#### WORKING DATA:
-- Opening Marker --
Issue #6824, opened 2023-07-17
`packageExtensionsChecksum` depends on ordering of package extensions


chris-olszewski:
If one changes the ordering of packages in `packageExtensions` this changes the checksum encoded in the lockfile. 
```
$ git diff
diff --git a/package.json b/package.json
index baffd91..27fa805 100644
--- a/package.json
+++ b/package.json
@@ -16,12 +16,12 @@
   },
   "pnpm": {
     "packageExtensions": {
-      "is-even": {
+      "is-odd": {
         "peerDependencies": {
             "is-number": "*"
         }
       },
-      "is-odd": {
+      "is-even": {
         "peerDependencies": {
             "is-number": "*"
         }
diff --git a/pnpm-lock.yaml b/pnpm-lock.yaml
index 041f5d8..a16d1d8 100644
--- a/pnpm-lock.yaml
+++ b/pnpm-lock.yaml
@@ -4,7 +4,7 @@ settings:
   autoInstallPeers: true
   excludeLinksFromLockfile: false
 
-packageExtensionsChecksum: 5232a40b34ff84131b5d75899b9b5643
+packageExtensionsChecksum: a6d2c3796be1276b05998144be390010
 
 dependencies:
   is-even:
```

This can cause issues for pragmatic altering of `package.json` as it imposes that the order of a map be kept.

### pnpm version:
`8.6.8`

### Code to reproduce the issue:
All that's needed is a [`package.json`](https://gist.github.com/chris-olszewski/05bae929409eaf9a586a4e9d6bbc978c) with multiple package extensions.
 - `pnpm install` to generate lockfile
 - edit `package.json` to change the order of the patched dependencies
 - `pnpm install` and observe that `packageExtensionsChecksum` changes

### Expected behavior:

`packageExtensionChecksum` should remain stable regardless of field ordering

### Actual behavior:

`packageExtensionChecksum` changes with field reordering

### Additional information:

 - `node -v` prints: `v16.18.1`
 - Windows, macOS, or Linux?: macOS

laverdet:
Looks like this landed in v8.6.10. Probably should have been major semver since it leaves around outstanding changes to the lock file.

gerbyzation:
Yup, I had this blow up some pipelines: https://github.com/pnpm/pnpm/pull/6839#issuecomment-1655469125

PR #6839, opened 2023-07-19
feat: sort keys before calculating checksum

KSXGitHub:
fixes https://github.com/pnpm/pnpm/issues/6824

### DIFF
--- a/.changeset/quiet-brooms-serve.md
+++ b/.changeset/quiet-brooms-serve.md
@@ -1,5 +1,6 @@
 ---
 "@pnpm/core": patch
+"pnpm": patch
 ---
 
 Sort keys in `packageExtensions` before calculating `packageExtensionsChecksum`. Fix [#6824](https://github.com/pnpm/pnpm/issues/6824).
--- a/.changeset/quiet-brooms-serve.md
+++ b/.changeset/quiet-brooms-serve.md
@@ -1,0 +1,5 @@
+---
+"@pnpm/core": patch
+---
+
+Sort keys in `packageExtensions` before calculating `packageExtensionsChecksum`. Fix [#6824](https://github.com/pnpm/pnpm/issues/6824).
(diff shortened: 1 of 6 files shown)


pkg-manager/core/src/install/index.ts
```diff
@@ -749,8 +749,17 @@ function getOutdatedLockfileSetting (
...
+  const entries = Object
+    .entries(obj)
+    .sort(([k1, _v1], [k2, _v2]) => k1.localeCompare(k2, 'en'))
+    .map(([k, v]) => [k, sortObjectKeys(v)])
+  return Object.fromEntries(entries) as Obj
+}
+
 export function createObjectChecksum (obj: unknown) {
-  const s = JSON.stringify(obj)
+  const s = JSON.stringify(sortObjectKeys(obj))
```
zkochan: use the sort-keys library. It is already used in other places.

.changeset/quiet-brooms-serve.md
```diff
@@ -0,0 +1,5 @@
+---
+"@pnpm/core": patch
+---
```
zkochan, line 4: always include the pnpm project too in the list of changed projects.

pkg-manager/core/src/install/index.ts
KSXGitHub: How this fix this error when test?

```text
SyntaxError: Cannot use import statement outside a module
```

zkochan (approved):

gerbyzation:
Maybe this should have been marked as a breaking change? Ran into a situation where our pipelines are breaking as we use pnpm@8.6.10 w/ this fix included in some places, but not all. This causes different checksums to be generated:
```
ERR_PNPM_LOCKFILE_CONFIG_MISMATCH  Cannot proceed with the frozen installation. The current "packageExtensionsChecksum" configuration doesn't match the value found in the lockfile
```
Consistently using `>=8.6.10` resolves this issue.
-- Closing Marker --
#### INSTRUCTIONS TO FOLLOW:
Exact retyping of all the entries is required.

#### OUTPUT BELOW:
Issue #6824, opened 2023-07-17
`packageExtensionsChecksum` depends on ordering of package extensions


chris-olszewski:
If one changes the ordering of packages in `packageExtensions` this changes the checksum encoded in the lockfile. 
```
$ git diff
diff --git a/package.json b/package.json
index baffd91..27fa805 100644
--- a/package.json
+++ b/package.json
@@ -16,12 +16,12 @@
   },
   "pnpm": {
     "packageExtensions": {
-      "is-even": {
+      "is-odd": {
         "peerDependencies": {
             "is-number": "*"
         }
       },
-      "is-odd": {
+      "is-even": {
         "peerDependencies": {
             "is-number": "*"
         }
diff --git a/pnpm-lock.yaml b/pnpm-lock.yaml
index 041f5d8..a16d1d8 100644
--- a/pnpm-lock.yaml
+++ b/pnpm-lock.yaml
@@ -4,7 +4,7 @@ settings:
   autoInstallPeers: true
   excludeLinksFromLockfile: false
 
-packageExtensionsChecksum: 5232a40b34ff84131b5d75899b9b5643
+packageExtensionsChecksum: a6d2c3796be1276b05998144be390010
 
 dependencies:
   is-even:
```

This can cause issues for pragmatic altering of `package.json` as it imposes that the order of a map be kept.

### pnpm version:
`8.6.8`

### Code to reproduce the issue:
All that's needed is a [`package.json`](https://gist.github.com/chris-olszewski/05bae929409eaf9a586a4e9d6bbc978c) with multiple package extensions.
 - `pnpm install` to generate lockfile
 - edit `package.json` to change the order of the patched dependencies
 - `pnpm install` and observe that `packageExtensionsChecksum` changes

### Expected behavior:

`packageExtensionChecksum` should remain stable regardless of field ordering

### Actual behavior:

`packageExtensionChecksum` changes with field reordering

### Additional information:

 - `node -v` prints: `v16.18.1`
 - Windows, macOS, or Linux?: macOS

laverdet:
Looks like this landed in v8.6.10. Probably should have been major semver since it leaves around outstanding changes to the lock file.

gerbyzation:
Yup, I had this blow up some pipelines: https://github.com/pnpm/pnpm/pull/6839#issuecomment-1655469125

PR #6839, opened 2023-07-19
feat: sort keys before calculating checksum

KSXGitHub:
fixes https://github.com/pnpm/pnpm/issues/6824

### DIFF
--- a/.changeset/quiet-brooms-serve.md
+++ b/.changeset/quiet-brooms-serve.md
@@ -1,5 +1,6 @@
 ---
 "@pnpm/core": patch
+"pnpm": patch
 ---
 
 Sort keys in `packageExtensions` before calculating `packageExtensionsChecksum`. Fix [#6824](https://github.com/pnpm/pnpm/issues/6824).
--- a/.changeset/quiet-brooms-serve.md
+++ b/.changeset/quiet-brooms-serve.md
@@ -1,0 +1,5 @@
+---
+"@pnpm/core": patch
+---
+
+Sort keys in `packageExtensions` before calculating `packageExtensionsChecksum`. Fix [#6824](https://github.com/pnpm/pnpm/issues/6824).
(diff shortened: 1 of 6 files shown)


pkg-manager/core/src/install/index.ts
```diff
@@ -749,8 +749,17 @@ function getOutdatedLockfileSetting (
...
+  const entries = Object
+    .entries(obj)
+    .sort(([k1, _v1], [k2, _v2]) => k1.localeCompare(k2, 'en'))
+    .map(([k, v]) => [k, sortObjectKeys(v)])
+  return Object.fromEntries(entries) as Obj
+}
+
 export function createObjectChecksum (obj: unknown) {
-  const s = JSON.stringify(obj)
+  const s = JSON.stringify(sortObjectKeys(obj))
```
zkochan: use the sort-keys library. It is already used in other places.

.changeset/quiet-brooms-serve.md
```diff
@@ -0,0 +1,5 @@
+---
+"@pnpm/core": patch
+---
```
zkochan, line 4: always include the pnpm project too in the list of changed projects.

pkg-manager/core/src/install/index.ts
KSXGitHub: How this fix this error when test?

```text
SyntaxError: Cannot use import statement outside a module
```

zkochan (approved):

gerbyzation:
Maybe this should have been marked as a breaking change? Ran into a situation where our pipelines are breaking as we use pnpm@8.6.10 w/ this fix included in some places, but not all. This causes different checksums to be generated:
```
ERR_PNPM_LOCKFILE_CONFIG_MISMATCH  Cannot proceed with the frozen installation. The current "packageExtensionsChecksum" configuration doesn't match the value found in the lockfile
```
Consistently using `>=8.6.10` resolves this issue.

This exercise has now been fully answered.